Die Würfel sind gefallen.
«
    Abe drehte sich zu ihm um. »Eine verborgene Bedeutung?«
    Gabriel sprang auf. »Ich muss mit Captain Hayder sprechen.«
     
    »Es ist ein Aktivierungscode«, sagte Gabriel. »Die Geiselnehmerin hat beim Radio angerufen, um diesen Satz durchzugeben. Um das Codewort senden zu können.«
    »Ein Aktivierungscode wofür?«, fragte Hayder.
    »Ein Ruf zu den Waffen. Ein Ruf nach Verstärkung.«
    Hayder schnaubte verächtlich. »Warum hat sie nicht einfach gesagt:
Holt mich hier raus, Jungs?
Wozu einen Code verwenden?«
    »Sie waren nicht vorbereitet, oder? Sie waren alle nicht vorbereitet.« Gabriel sah Stillman an, dessen Gesicht in der Backofenatmosphäre des Containers vor Schweiß glänzte.

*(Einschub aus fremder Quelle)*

PR #27, opened 2019-07-31
MIGENG-153: Column Sorting - Workload Inventory Report

carlosthe19916:
https://jira.coreos.com/browse/MIGENG-153
add sorting to /report/{id}/workload-inventory

Because there are a lot of parameters (with filtering the number of parameters will increase) which will be passed to `workloadInventoryReportService` I decided to create two additional camel routes which will take headers, create java classes, and finally add new headers fo the Exchange Object.

The idea is to wrap some headers into classes like: `SortBean`, `PageBean`, `FiltersBean` and then pass these objects to our `Service` methods.


src/test/java/org/jboss/xavier/integrations/route/ToBeanRouter_DirectToPaginationBean.java
```diff
@@ -0,0 +1,162 @@
...
+
+import static org.assertj.core.api.Assertions.assertThat;
+
+@RunWith(CamelSpringBootRunner.class)
+@DirtiesContext(classMode = DirtiesContext.ClassMode.AFTER_EACH_TEST_METHOD)
+@MockEndpointsAndSkip("")
+@UseAdviceWith // Disables automatic start of Camel context
+@SpringBootTest(classes = {Application.class})
+@ActiveProfiles("test")
+public class ToBeanRouter_DirectToPaginationBean {
```
mrizzi: Please add the `Test` suffix otherwise the test won't be executed
```suggestion
public class ToBeanRouter_DirectToPaginationBeanTest {
```

src/test/java/org/jboss/xavier/integrations/route/ToBeanRouter_DirectToSortBean.java
```diff
@@ -0,0 +1,161 @@
...
+
+import static org.assertj.core.api.Assertions.assertThat;
+
+@RunWith(CamelSpringBootRunner.class)
+@DirtiesContext(classMode = DirtiesContext.ClassMode.AFTER_EACH_TEST_METHOD)
+@MockEndpointsAndSkip("")
+@UseAdviceWith // Disables automatic start of Camel context
+@SpringBootTest(classes = {Application.class})
+@ActiveProfiles("test")
+public class ToBeanRouter_DirectToSortBean {
```
mrizzi: Please add the `Test` suffix otherwise the test won't be executed
```suggestion
public class ToBeanRouter_DirectToSortBeanTest {
```

mrizzi (changes requested):
The changes look code: the indexes for speeding up the queries have been added and i think the `Bean` approach to manage the query parameters makes sense.
There's something to be fixed: the test classes need to have `Test` as suffix and/or prefix to be executed during the standard Mvane build. I suggested to add the suffix for consistency with other tests in the project.

carlosthe19916:
> The changes look code: the indexes for speeding up the queries have been added and i think the `Bean` approach to manage the query parameters makes sense.
> There's something to be fixed: the test classes need to have `Test` as suffix and/or prefix to be executed during the standard Mvane build. I suggested to add the suffix for consistency with other tests in the project.

@mrizzi Thanks for reviewing this PR, I've already applied your suggestions and now the Test Classes have `Test` suffix.

mrizzi (approved):
Thanks @carlosthe19916: the tests i've done locally using the UI from https://github.com/project-xavier/xavier-ui/pull/32 are now fine and the build works :+1:

PR #30, opened 2019-08-04
MIGENG-155 Create Analysis Model and Set Reports objects

jonathanvila:
One important change here : 
    * in order to be able to add elements to the workloadinventoryreports collection , there are 2 options, or manage the hibernate session by hand, or move the fetch type to eager. Also as we are always going to work with the all reports, I dont see why we benefit from having lazy fetching on this.

https://jira.coreos.com/browse/MIGENG-155


mrizzi (commented):
Thanks for the work done @jonathanvila.
I created #33 to apply the changes required after testing in CI env

PR #33, opened 2019-08-06
MIGENG-155 Create Analysis Model and Set Reports objects

mrizzi:
Follows up #30 

* added the mandatory (in the overall process) `analysisId` value to the `x-rh-identity` header sent to the Insights Upload service
* fixed `CamelFileName` input field reference
* added `AbstractInputModel` bean to propagate the `analysisId` field over the JMS queues (with `xstream.processAnnotations(AbstractInputModel.class);` to avoid having it in XML request to DM)
* changed `MA_metadata` casting to be `(Map<String,String>)` instead of `(Map<String,Object>)` since this is the type of `Map` set as header in https://github.com/project-xavier/xavier-integration/blob/master/src/main/java/org/jboss/xavier/integrations/route/MainRouteBuilder.java#L104
* introduced `MainRouteBuilder.ANALYSIS_ID` static field to use everywhere the same value
* removed `MA_metadata` headers from JMS test because headers are not sent to JMS so `MA_metadata` won't be available in JMS listener
* added `inserted` and `lastUpdate` fields to `AnalysisModel`
* changed the `/report` REST endpoint to retrieve the analysis list (updating the tests)


mrizzi:
I'm going to merge this PR even if i open it since i did it just to add a fix to the code developed in #30  for which i'm the reviewer.

PR #627, opened 2026-09-05
Report event stream failures instead of swallowing them

zios0007:
`stream_events` caught every exception, logged it at **DEBUG**, and returned normally. So the caller's warning —

```python
_LOGGER.warning("Event stream for %s ended unexpectedly: %s", ...)
```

    »Dieser Mann ist einfach durch Ihre Absperrung spaziert, mit einem Rucksack, der womöglich mit Waffen und Munition voll gestopft ist. Sie waren nicht auf ihn vorbereitet, weil Sie nie damit gerechnet hätten, dass ein Bewaffneter in das Gebäude
eindringt.
«
    »Wir wissen, dass diese Möglichkeit immer besteht«, sagte Stillman. »Das ist ja der Grund, weshalb wir Absperrungen errichten.«
    »Und wie konnte dieser Mann dann durchkommen?«
    »Weil er genau wusste, wie er es anstellen musste. Seine Kleidung, seine Ausrüstung. Das war alles wohl überlegt, Agent Dean. Dieser Mann war bestens vorbereitet.«
    »Und das Boston PD war es nicht. Deswegen haben sie einen Code benutzt. Um Sie zu überrumpeln.«
    Hayder starrte frustriert zur offenen Tür des Containers hinaus. Obwohl sie zwei Ventilatoren aufgestellt hatten und die Straße jetzt am Spätnachmittag schon im Schatten lag, war es immer noch unerträglich heiß im Fahrzeug. Draußen auf der Albany Street standen die Cops schwitzend und mit roten Gesichtern herum, während die Reporter sich in ihre klimatisierten Vans zurückzogen. Jeder wartete darauf, dass etwas passierte. Es war die Ruhe vor dem nächsten Sturm.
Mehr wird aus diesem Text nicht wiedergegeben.